Семёна Липкина мне пришлось открывать для себя трижды. В первый раз, как человека. До знакомства с ним он оставался в моем представлении не более чем плодовитым переводчиком с языков народов СССР, хотя и с безупречной репутацией. В отличие от своих многочисленных коллег, в том числе и меня грешного, Семён Липкин относился к переводческой работе с поистине самозабвенной отдачей: приступая к работе, изучал литературную, языковую и культурную природу подлинника, вживался в национальный быт автора, старался находить адекватные формы его передачи на русский язык. Переводчики же вроде меня подходили к этому почти цинически: зарифмовал более менее сносно и с плеч долой. Правда, и подстрочники нам доставались соответствующие. Помню, как в Киргизии мне довелось переводить поэму одного Народного поэта республики на пять тысяч строк о пользе суперфосфатных удобрений. Ну да не об этом речь.

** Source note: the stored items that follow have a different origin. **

Issue #224, opened 2023-02-09
Validate "countries" attribute against ISO3 codes


danielhuppmann:
In https://github.com/iiasa/eu-climate-advisory-board-workflow/pull/32 (and similar pull requests), we added an attribute "countries" to the region definitions. It would be useful to add a validation that these are valid ISO3 codes.

Also, this might require some fidgeting translating from a human-readable list to a proper Python list.

danielhuppmann:
Per suggestion by @byersiiasa, fyi @phackstock

PR #240, opened 2023-05-02
Added the countries attribute and check_iso3_codes() method to RegionCode object

GretchenSchowalter:
Hello! This was my initial idea in tackling issue #224. Currently, the check_iso3_codes() method returns a Boolean, but we can change that if there is a better idea in how to do this!

### DIFF
--- a/nomenclature/code.py
+++ b/nomenclature/code.py
@@ -1,7 +1,6 @@
 import json
 import re
 import pycountry
-import logging
 from keyword import iskeyword
 from typing import Any, Dict, List, Optional, Set, Union
 
@@ -213,9 +212,15 @@ class RegionCode(Code):
     hierarchy: str = None
     countries: List[str] = None
 
-    def check_iso3_codes(self) -> bool:
-        for country in self.countries:
+    @validator("countries")
+    def check_iso3_codes(cls, v, values) -> bool:
+        invalid_iso3_codes: List[str] = []
+        for country in v:
             if pycountry.countries.get(alpha_3=country) is None:
-                logging.warning(f"{country} is not a valid iso3 country code!")
-                return False
-        return True
+                invalid_iso3_codes.append(country)
+        if invalid_iso3_codes:
+            raise ValueError(
+                f"Region {values['name']} has invalid\n"
+                " ISO3 country codes: {invalid_iso3_codes}"
+            )
+        return v
--- a/nomenclature/code.py
+++ b/nomenclature/code.py
@@ -4,7 +4,7 @@ import pycountry
 from keyword import iskeyword
 from typing import Any, Dict, List, Optional, Set, Union
 
-from pydantic import BaseModel, Field, validator, ValidationError
+from pydantic import BaseModel, Field, validator
 
 
 class Code(BaseModel):
@@ -219,8 +219,8 @@ class RegionCode(Code):
             if pycountry.countries.get(alpha_3=country) is None:
                 invalid_iso3_codes.append(country)
         if invalid_iso3_codes:
-            raise ValidationError(
+            raise ValueError(
                 f"Region {values['name']} has invalid\n"
-                " ISO3 country codes: {invalid_iso3_codes}"
+                f" ISO3 country codes: {invalid_iso3_codes}"
             )
         return v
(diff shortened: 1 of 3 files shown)


tests/test_code.py
```diff
@@ -55,3 +56,27 @@ def test_RegionCode_hierarchy_attribute():
     )
 
     assert reg.hierarchy == "R5"
+
+
+def test_RegionCode_iso3_code():
+    reg = RegionCode(
+        name="OECD",
```
danielhuppmann, line 63: I suggest to use a more "correct" test, e.g. Western Europe that has France, Germany, Spain, Portugal...

nomenclature/code.py
```diff
@@ -209,3 +211,11 @@ class RegionCode(Code):
     """
 
     hierarchy: str = None
+    countries: List[str] = None
+
+    def check_iso3_codes(self) -> bool:
+        for country in self.countries:
+            if pycountry.countries.get(alpha_3=country) is None:
+                logging.warning(f"{country} is not a valid iso3 country code!")
```
danielhuppmann, line 219: Better to keep a list all invalid countries in this check, and return a warning like:
```python
f"Region {name} has invalid ISO3 country codes: {invalid_iso3_codes}"
```

danielhuppmann (commented):
Looks good, two minor comments.

Good question whether to simply write a warning or do a "hard" ValueError - any preference, @phackstock?

danielhuppmann:
And you'll have to add the pycountry package to the dependencies...

phackstock:
> Good question whether to simply write a warning or do a "hard" ValueError - any preference, @phackstock?

@danielhuppmann hm, I could see arguments for both but my preference is always to fail as soon and as loudly as possible. So I'd vote error.

nomenclature/code.py
phackstock: That would be good to turn into a pydantic validator. Reason being is that it is then automatically called whenever you create an instance of `RegionCode`. For now it has to be called explicitly.

tests/test_code.py
```diff
@@ -55,3 +56,27 @@ def test_RegionCode_hierarchy_attribute():
...
+    assert reg.check_iso3_codes() is True
+
+
+def test_RegionCode_iso3_code_fail(caplog):
+    reg = RegionCode(
+        name="OECD",
+        hierarchy="R5",
+        countries=["ALB", "BGR", "DEX", "AUS"],
+    )
+    caplog.set_level(logging.WARNING)
```
phackstock, line 77: Do you need this and the following line?

phackstock (changes requested):
Looks almost ready to me. 
One suggestion below regarding the iso3 validator.

GretchenSchowalter:
Hello! I've been having a little trouble figuring out how to implement the @validator to the method. Currently the test_RegionCode_iso3_codes_fail() is still failing, so if you have any suggestions that would be great!

nomenclature/code.py
```diff
@@ -209,3 +210,17 @@ class RegionCode(Code):
...
+    countries: List[str] = None
+
+    @validator("countries")
+    def check_iso3_codes(cls, v, values) -> bool:
+        invalid_iso3_codes: List[str] = []
+        for country in v:
+            if pycountry.countries.get(alpha_3=country) is None:
+                invalid_iso3_codes.append(country)
+        if invalid_iso3_codes:
+            raise ValidationError(
```
phackstock, line 222: This needs to be a `ValueError` (or any kind of other error except `pydantic.ValidationError`:
```suggestion
            raise ValueError(
```
Reason being, pydantic collects all the errors found during validation and raises them as one common error which is a `pydantic.ValidationError`. The individual errors, however, cannot be `pydantic.ValidationError`.

nomenclature/code.py
```diff
@@ -209,3 +210,17 @@ class RegionCode(Code):
...
+                f"Region {values['name']} has invalid\n"
+                " ISO3 country codes: {invalid_iso3_codes}"
```
phackstock, line 224: You'll need another f here to make string interpolation work
```suggestion
                f" ISO3 country codes: {invalid_iso3_codes}"
```

phackstock (approved):
Looks good to me thanks @GretchenSchowalter.
Good to be merged form my side.

danielhuppmann (approved):
Nice work, thank you!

Я познакомился с Семёном Липкиным в доме покойного Александра Галича, и в возникшем затем разговоре открыл для себя в нем по-настоящему умудренного жизнью человека с тонким литературным вкусом и неповторимым личным обаянием. Таким он мне и запомнился в моей последующей эмигрантской жизни.

Но вот однажды в адрес "Континента" пришел конверт без обратного адреса, в котором оказались его стихи "Вячеславу. Жизнь Переделкинская". И я открыл для себя Семёна Липкина во второй раз. Теперь уже, как поэта.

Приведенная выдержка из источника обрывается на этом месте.